*** Opening Provided data ***
PR #883, opened 2023-02-09
Split getPotentialClients between subsetting and not-subsetting

idarmans:
~55% of CPU usage consumed during getPotentialClients is used for constructing weightedUris as shown in the following flamegraph with the Stream collecting.
Screenshot 2023-02-09 at 11 57 01 AM

To minimize this operation, this change is to avoid doing it for clusters that don't have subsetting enabled.

### DIFF
--- a/CHANGELOG.md
+++ b/CHANGELOG.md
@@ -13,6 +13,8 @@ When updating the changelog, remember to be very clear about what behavior has c
 and what APIs have changed, if applicable.
 
 ## [Unreleased]
+
+## [29.41.7] - 2023-02-13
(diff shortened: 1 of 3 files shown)


rickzx (commented):
Looks good to me. Thanks for making the changes to make D2 more efficient!
Please follow https://iwww.corp.linkedin.com/wiki/cf/pages/viewpage.action?spaceKey=ENGS&title=Pegasus+Git+Workflow#PegasusGitWorkflow-Implementation to update CHANGELOG.md as well

rickzx (approved):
*** Closing Provided data ***
Exercise:
Could you print all of the entries again exactly as they stand?

Result of this task:
PR #883, opened 2023-02-09
Split getPotentialClients between subsetting and not-subsetting

idarmans:
~55% of CPU usage consumed during getPotentialClients is used for constructing weightedUris as shown in the following flamegraph with the Stream collecting.
Screenshot 2023-02-09 at 11 57 01 AM

To minimize this operation, this change is to avoid doing it for clusters that don't have subsetting enabled.

### DIFF
--- a/CHANGELOG.md
+++ b/CHANGELOG.md
@@ -13,6 +13,8 @@ When updating the changelog, remember to be very clear about what behavior has c
 and what APIs have changed, if applicable.
 
 ## [Unreleased]
+
+## [29.41.7] - 2023-02-13
(diff shortened: 1 of 3 files shown)


rickzx (commented):
Looks good to me. Thanks for making the changes to make D2 more efficient!
Please follow https://iwww.corp.linkedin.com/wiki/cf/pages/viewpage.action?spaceKey=ENGS&title=Pegasus+Git+Workflow#PegasusGitWorkflow-Implementation to update CHANGELOG.md as well

rickzx (approved):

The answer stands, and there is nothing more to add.